Recent advances in masked diffusion language models (MDLMs) narrow the quality gap to autoregressive LMs, but their sampling remains expensive because generation requires many full-sequence denoising passes with a large Transformer and, unlike autoregressive decoding, cannot benefit from KV caching. In this work, we exploit the flexibility of the diffusion framework and study model scheduling, where a smaller MDLM replaces the full model at a subset of denoising steps. Across models trained on OpenWebText and LM1B, we show that early and late denoising steps are substantially more robust to such replacement than middle steps, enabling up to a 17% reduction in FLOPs with only modest degradation in generative perplexity under both unconditional and prefix-conditional generation, while preserving sample diversity. We support these findings with a step-importance analysis based on loss and KL divergence between small and large models across timesteps, as well as an exhaustive search over coarse step segments, both of which identify the middle of the diffusion trajectory as most sensitive consistently across datasets. Our results suggest that simple, architecture-agnostic scheduling rules can significantly accelerate MDLM sampling while largely preserving generation quality.

Editorial analysis

A structured set of objections, weighed in public.

Desk editor's note, referee report, simulated authors' rebuttal, and a circularity audit. Tearing a paper down is the easy half of reading it; the pith above is the substance, this is the friction.

Referee Report

2 major / 1 minor

Summary. The paper claims that masked diffusion language models (MDLMs) can be accelerated via model scheduling, in which a smaller MDLM replaces the large model at selected denoising timesteps. Step-importance analysis using per-timestep loss and KL divergence between small and large models, together with exhaustive search over coarse segments, shows that early and late steps are substantially more robust to replacement than middle steps. This enables up to 17% FLOPs reduction with only modest generative-perplexity degradation on OpenWebText and LM1B under both unconditional and prefix-conditional generation, while preserving sample diversity.
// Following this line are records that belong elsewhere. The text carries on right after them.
PR #427, opened 2019-07-11
CT-256 - renaming txbase64 to txhex in algo & trust custodial implementation

twtaylorbitgo:
We need to fixup Algo to be txHex instead of txBase64 (design decision) and then trust custodial implementation items

### DIFF
--- a/modules/core/src/v2/coins/algo.ts
+++ b/modules/core/src/v2/coins/algo.ts
@@ -14,6 +14,7 @@ import {
   isValidSeed,
   Encoding,
 } from 'algosdk';
+import * as stellar from 'stellar-sdk';
 
 export interface TransactionExplanation {
   displayOrder: string[];
@@ -29,12 +30,6 @@ export interface TransactionExplanation {
 export interface SignTransactionOptions {
   txPrebuild: TransactionPrebuild;
   prv: string;
-  wallet: {
-    addressVersion: string;
-  }
-  keychain: KeyPair;
-  backupKeychain: KeyPair;
-  bitgoKeychain: KeyPair;
 }
 
 export interface TransactionPrebuild {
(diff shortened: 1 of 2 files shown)


modules/core/src/v2/coins/algo.ts
```diff
@@ -50,6 +45,8 @@ export interface TransactionPrebuild {
     genesisHash: string;
     note?: string;
   }
+  keys: string[],
```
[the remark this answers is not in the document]
twtaylorbitgo: doneski

modules/core/src/v2/coins/algo.ts
```diff
@@ -244,10 +239,22 @@ export class Algo extends BaseCoin {
...
   }
 
+  isStellarSeed(seed: string): boolean {
+    return stellar.StrKey.isValidEd25519SecretSeed(seed);
+  }
+
+  convertFromStellarSeed(seed: string): string {
+    // assume this is a trust custodial seed if its a valid ed25519 prv
+    if (!this.isStellarSeed(seed)) {
+      return null;
```
argjv: Why not just return the same one you receive in the params? This way, this method will always return a valid seed, and there is no risk of hitting NPE

modules/core/src/v2/coins/algo.ts
```diff
@@ -244,10 +239,22 @@ export class Algo extends BaseCoin {
...
-      memo
+      memo,
     };
   }
 
+  isStellarSeed(seed: string): boolean {
+    return stellar.StrKey.isValidEd25519SecretSeed(seed);
+  }
+
+  convertFromStellarSeed(seed: string): string {
```
argjv: Docs pls

modules/core/src/v2/coins/algo.ts
tylerlevine: Good call, this should really throw an Error instead of returning null.

argjv: https://bitgoinc.atlassian.net/browse/CT-630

Significance. If the empirical findings hold, the work supplies a practical, architecture-agnostic acceleration technique for MDLM sampling that avoids retraining and KV-cache limitations of autoregressive models. The consistent identification of middle-step sensitivity across two datasets and generation modes is a useful diagnostic insight, and the reported preservation of diversity alongside compute savings would be a notable practical contribution to efficient diffusion-based language generation.

major comments (2)

[step-importance analysis and scheduling experiments] The central validation relies on per-step loss and KL divergence to identify robust segments, yet the manuscript does not report any direct measurement of cumulative trajectory inconsistency or error propagation when models are swapped mid-denoising. Because each step conditions the next input distribution, local robustness does not automatically guarantee global stability of the full Markov chain, especially under prefix-conditional generation.
[experimental results] The reported 17% FLOPs reduction and associated perplexity figures lack error bars, multiple random seeds, or statistical significance tests, and the training protocols for the small and large MDLMs are not detailed. These omissions make it difficult to assess whether the observed modest degradation is reliable or reproducible.

minor comments (1)

[abstract and method] The abstract refers to 'exhaustive search over coarse step segments' without specifying the segment granularity or the exact search procedure; the main text should make these choices explicit.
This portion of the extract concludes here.